**TASK BRIEF**
Exact duplicates of all entries are needed.

(Saved data entries)
PR #1753, opened 2026-09-18
Add executor runtime lease reclamation

brayzn:
## Summary

- add a durable actor runtime lease with token/generation fencing and heartbeat renewal
- reclaim expired executor-owned actors natively before releasing their workers
- preserve the router's read-only ResumeActor fast path and use an explicit executor lease claim
- keep golden actor reconciliation lease-aware and preserve durable snapshots on crash

## Recovery contract

The executor renews every 30 seconds. A 120-second lease expires without heartbeats; the ate-api reaper claims the expired row, terminates the live workload, releases the worker, marks the actor CRASHED, and removes the lease. A running command is not resumed after executor death; its durable workspace snapshot remains the recovery input.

**RESULT OF THE EXERCISE**
PR #1753, opened 2026-09-18
Add executor runtime lease reclamation

brayzn:
## Summary

- add a durable actor runtime lease with token/generation fencing and heartbeat renewal
- reclaim expired executor-owned actors natively before releasing their workers
- preserve the router's read-only ResumeActor fast path and use an explicit executor lease claim
- keep golden actor reconciliation lease-aware and preserve durable snapshots on crash

## Recovery contract

The executor renews every 30 seconds. A 120-second lease expires without heartbeats; the ate-api reaper claims the expired row, terminates the live workload, releases the worker, marks the actor CRASHED, and removes the lease. A running command is not resumed after executor death; its durable workspace snapshot remains the recovery input.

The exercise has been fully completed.